For cybercriminals, financial services institutions (FSIs) lie perfectly at the intersection of maximum profit and impact because of their access to money and stores of highly valuable data. This combination makes the financial sector a prime target for ransomware and other cyberattacks. However, smaller financial services organizations often lack the resources to improve their security posture by hiring a Chief Information Security Officer (CISO) to provide a strategic vision to protect the organization, its data, and customers from attack. To support and protect these companies, a new kind of cybersecurity expert is growing in demand: the virtual CISO.
Virtual CISOs, or vCISOs, provide on-demand security insights in a fractional delivery model, meaning that the contract length and services are flexible and can be customized to fit a company’s budget and needs. vCISOs are established cybersecurity leaders who offer not only comprehensive technical skillsets, but also business acumen and have experience developing strategy and a company’s security culture. Engagements with vCISOs are typically long-term, rather than project-oriented, making them an appealing option for organizations, like FSIs that are constantly navigating cybersecurity challenges and changing compliance and data security requirements.
As well as engaging an experienced security expert, vCISO’s are often attractive to financial services organizations because of cost and resource savings. For example, vCISOs are estimated to cost between 30-40 percent of a full-time CISO, and they can move into the role without the need for training. “Nowadays, a lot of these organizations’ cybersecurity teams are very short-staffed and have limited time to manage the many security challenges their organizations are facing,” said [NAME] from Atlantic Data Security. “A vCISO can help ensure that the limited funding they have is used with the right focus and priority, whether by providing a roadmap for cybersecurity gap closure, or by helping to prepare for an upcoming audit or certification.” vCISOs also bring with them a network of contacts and industry partners. For example, vCISOs at Atlantic Data Security work with partners like Fortinet, that provide services that help evaluate risk and inform cybersecurity strategy.

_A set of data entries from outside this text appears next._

Issue #11345, opened 2021-07-09
lsp: cache swc ASTs


dsherret:
I'm breaking this out of #11032

> Also, caching the swc parse of the module in the document info would be a good thing I think. That might take a bit more structuring of code. It is used in dependency analysis of the document as well as the test code lens and also use by the linting (though I don't know how easy it would be to send it to deno_lint without a bigger refactor of one or the other).

Steps:

- [x] Remove use of `SourceMap` and `SourceFile` in the code because they don't implement `Send` without turning on `swc_common`'s `concurrent` feature, which is not something I want to do because then all the code will use locks internally (which we don't need... slower), open us up to a new class of possible bugs, and it's a global change.
   - [x] https://github.com/swc-project/swc/pull/1908 - Remove SourceMap dependency in swc dep-graph and integrate into Deno code
   - [x] Add replacement functionality for `SourceMap/SourceFile`'s `BytePos` -> Line and column that exists on `ParsedModule`.
   - [ ] Do as many parts of #11111 as makes sense for completing this task (probably using what's implemented on `ParsedModule` in the step above might make most of this not required to complete this task)
   - [x] Refactor code for transpiling and bundling to still use `SourceMap` & `SourceFile` as it is required by swc, but change the rest of the code not to use that.
- [x] Replace `SingleThreadedComments` implementation of `Comments` with a version that implements `Send`.
- [x] Store the `ParsedModule` in the document cache and use it throughout the code.

PR #11402, opened 2021-07-14
chore: upgrade to swc 0.46

dsherret:
This upgrades swc to 0.46. There was a breaking change I did in swc for getting rid of the `source_map` dependency for #11345.

### DIFF
--- a/cli/Cargo.toml
+++ b/cli/Cargo.toml
@@ -43,8 +43,8 @@ winres = "0.1.11"
 
 [dependencies]
 deno_core = { version = "0.93.0", path = "../core" }
-deno_doc = { git = "https://github.com/denoland/deno_doc" }
-deno_lint = { git = "https://github.com/denoland/deno_lint" }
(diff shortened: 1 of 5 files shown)


cli/Cargo.toml
```diff
@@ -43,8 +43,8 @@ winres = "0.1.11"
 
 [dependencies]
 deno_core = { version = "0.93.0", path = "../core" }
-deno_doc = "0.8.0"
-deno_lint = "0.10.0"
+deno_doc = { git = "https://github.com/denoland/deno_doc" }
+deno_lint = { git = "https://github.com/denoland/deno_lint" }
```
dsherret, line 47: This is obviously temporary. We'll need to do a release of these. I'm just opening this as a draft PR then we can convert it to a real PR once we do a release (whenever that happens).

FYI @bartlomieju

kitsonk (approved):
LGTM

While small and mid-size financial services organizations are typically considered the main audience for vCISOs, companies of any size can benefit from their services. FSIs that are moving their operations to the cloud can employ a vCISO to support the move and develop a cybersecurity strategy to reduce security risk and use the new environment to its full potential. Other transitional phases can be good scenarios for which to consider a vCISO, as they can assist in consolidating systems and strategies in a merger or acquisition or fill the gap between two full-time CISOs.
Another reason a financial services company might engage a vCISO is to ensure compliance with industry and governmental requirements. Meeting industry standards for client information security is essential for not only continuing operations, but also maintaining customers’ trust. vCISOs can help companies to not only protect sensitive information from compromise, but to develop response plans if a breach does occur. “The ultimate goal is to stop attacks before they happen,” said Michael Brown, Field CISO, Financial Services from Fortinet, “but hackers are creating new malware and viruses and identifying new vulnerabilities as quickly as we are working to locate and eliminate them. It’s important to be able to demonstrate that you are both maintaining robust security to detect and neutralize threats and that there are measures in place for anything that manages to slip through the cracks.”
Maintaining a robust security posture with limited resources at a time when targeted attacks against FSIs are on the rise might seem like an overwhelming task. However, with the skills of a vCISO available, small and mid-size companies can easily find a trusted partner to accomplish myriad tasks from ensuring compliance to attack prevention, to delivering on a digital transformation strategy.